13. ENTIRE AGREEMENT
These Terms, together with any written order confirmation, invoice, or sales agreement issued by TribalSage, constitute the entire agreement between the parties and supersede all prior negotiations, representations, proposals, understandings, and agreements, whether oral or written, relating to the subject matter hereof.
14. SEVERABILITY
If any provision of these Terms is held to be invalid, illegal, or unenforceable by a court of competent jurisdiction, such provision shall be deemed modified to the minimum extent necessary to make it valid and enforceable, or if such modification is not possible, severed from these Terms. The remaining provisions shall continue in full force and effect.
15. WAIVER
No failure or delay by TribalSage in exercising any right or remedy under these Terms shall constitute a waiver of that or any other right or remedy, nor shall any single or partial exercise of any right or remedy preclude any further exercise of that or any other right or remedy.
16. ASSIGNMENT
The Buyer may not assign, transfer, or delegate any of its rights or obligations under these Terms without TribalSage's prior written consent. TribalSage may assign or transfer its rights and obligations without restriction.

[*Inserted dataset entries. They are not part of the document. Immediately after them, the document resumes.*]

PR #114, opened 2022-04-03
Building Sign Up Page

binalpreetkalra:
## Implementation Description
Built the signup page flow with error states for each required input and password validation. Checks if password meets the 6 character requirement and matches the re-entered password for further confirmation.

## Screenshots
image
image
image

- Ensuring the signup page format is adequate on their desktop screen
- The back to sign-in page link works
- Unable to submit form unless every field is inputted and password meets the requirements + match
- Error messages as needed show up

## Testing Procedure

## Next Steps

These Terms shall be binding upon and inure to the benefit of the parties' successors and permitted assigns.
17. GOVERNING LAW AND JURISDICTION
17.1 Governing Law
These Terms and any disputes arising out of or in connection with them (including non-contractual disputes or claims) shall be governed by and construed in accordance with the laws of the State of Kuwait, without regard to its conflict of law principles.
17.2 Exclusive Jurisdiction
The parties irrevocably agree that the courts of Kuwait City, State of Kuwait, shall have exclusive jurisdiction to settle any dispute or claim arising out of or in connection with these Terms or their subject matter or formation.
18. CONTACT INFORMATION
For all inquiries, notices, or claims under these Terms, please contact:
TribalSage General Trading Company WLL
Email: legal@tribalsage.com
By placing an order or accepting delivery of goods, the Buyer acknowledges that it has read, understood, and agrees to be bound by these Terms and Conditions in their entirety.